Cells derived from the Hoxa1-lineage are present in rhombomere 3
Since Hoxa1 is expressed very transiently in its most anterior domain (Fig. 1C–F) at a time before rhombomere boundaries are formed, we examined the anterior border of Hoxa1-lineage in older embryos. Lineage analysis in the hindbrain was carried out in Hoxa1-IRES-Cre; R26R-EYFP embryos at E9.5, after rhombomere boundaries have been established and can be seen as physical constrictions in the hindbrain (Fig. 2A). Interestingly, Hoxa1-lineage did not show a sharp anterior border at the r3/r4 boundary but was present in the caudal half of r3. When Hox-B1 immunostaining in r4 was used to mark the r3/r4 boundary in hindbrain flatmounts of E10.5 lineage-labeled embryos (Fig. 2B–D), Hoxa1-lineage was seen in r3 in all embryos examined (n=11).
We also analyzed the anterior border of Hoxb1-lineage (Arenkiel et al., 2003), the paralog of Hoxa1, which was reported to have the same anterior border as Hoxa1 at the r3/r4 boundary (Barrow et al., 2000).
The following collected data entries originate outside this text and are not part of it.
PR #1620, opened 2023-07-05
int8 e2e for WebUI

Abhishek-Varma:


vivekkhandelwal1 (approved):
LGTM

apps/language_models/scripts/vicuna.py
```diff
@@ -103,7 +103,14 @@
 )
 
 
-def brevitas〇matmul_rhs_group_quant〡shape(lhs: List[int], rhs: List[int], rhs_scale: List[int], rhs_zero_point: List[int], rhs_bit_width: int, rhs_group_size: int) -> List[int]:
+def brevitas〇matmul_rhs_group_quant〡shape(
```
jinchen62, line 106: Wouldn't you have the signature mismatch error with this change?

powderluv: Also we should remove the unicode `〇`

PR #1624, opened 2023-07-06
Xfail models for data tiling flag changes

monorimet:


powderluv:
im trying out a change that was suggested in another PR. If that doesn't work we can land this.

Very few if any GFP positive cells were detected in r3 of Hoxb1-IRES-Cre; R26R-EYFP embryos (Fig. 2D′) (n=10). These results demonstrate that in contrast to Hoxb1-lineage, which exhibits a sharp anterior border at the r3/r4 boundary, Hoxa1-lineage is present in rhombomere 3.
Hoxa1-lineage contributes extensively to the facial and abducens nuclei and gives rise to glia of the facial nerve
The most severe brainstem defects resulting from loss of Hoxa1 function are absence of the abducens and reduction of the facial nucleus and nerve (Chisaka et al., 1992; Lufkin et al., 1991). Here we examine the extent of Hoxa1-lineage contribution to neurons and glia of these nuclei.
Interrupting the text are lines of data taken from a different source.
PR #1626, opened 2023-07-06
[Vicuna] Revert the formatting for Brevitas op

Abhishek-Varma:
-- This commit reverts the formatting for Brevitas op.
-- It also excludes vicuna.py script from `black` formatter.

### DIFF
--- a/apps/language_models/scripts/vicuna.py
+++ b/apps/language_models/scripts/vicuna.py
@@ -103,14 +103,7 @@ parser.add_argument(
 )
 
 
-def brevitas〇matmul_rhs_group_quant〡shape(
-    lhs: List[int],
-    rhs: List[int],
-    rhs_scale: List[int],
-    rhs_zero_point: List[int],
-    rhs_bit_width: int,
-    rhs_group_size: int,
-) -> List[int]:
+def brevitas〇matmul_rhs_group_quant〡shape(lhs: List[int], rhs: List[int], rhs_scale: List[int], rhs_zero_point: List[int], rhs_bit_width: int, rhs_group_size: int) -> List[int]:
     if len(lhs) == 3 and len(rhs) == 2:
         return [lhs[0], lhs[1], rhs[0]]
     elif len(lhs) == 2 and len(rhs) == 2:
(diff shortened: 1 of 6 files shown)


apps/language_models/scripts/vicuna.py
```diff
@@ -103,14 +103,7 @@
...
 
-def brevitas〇matmul_rhs_group_quant〡shape(
-    lhs: List[int],
-    rhs: List[int],
-    rhs_scale: List[int],
-    rhs_zero_point: List[int],
-    rhs_bit_width: int,
-    rhs_group_size: int,
-) -> List[int]:
+def brevitas〇matmul_rhs_group_quant〡shape(lhs: List[int], rhs: List[int], rhs_scale: List[int], rhs_zero_point: List[int], rhs_bit_width: int, rhs_group_size: int) -> List[int]:
```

Our analysis revealed that Hoxa1-lineage extensively labels the caudal brainstem of E12.5-E14.5 Hoxa1-IRES-Cre; R26R-lacZ embryos, including the region where the facial and abducens nuclei reside (Fig. 3A, B). On sections through the hindbrain of E11.5 embryos almost all neurons of the facial nucleus (7N), marked by Islet1 (Wang and Drucker, 1994) carry the lineage label (Fig. 3D–D″). Similarly, the majority of axonal projections of the facial nerve (7n), stained with the β-tubulin-specific antibody Tuj1 (Jepsen et al., 2000) are lineage-derived (Fig. 3E). Strong labeling of the abducens (6N) and facial nucleus (7N) was also seen on sections of the adult brain (Fig. 3F″, G).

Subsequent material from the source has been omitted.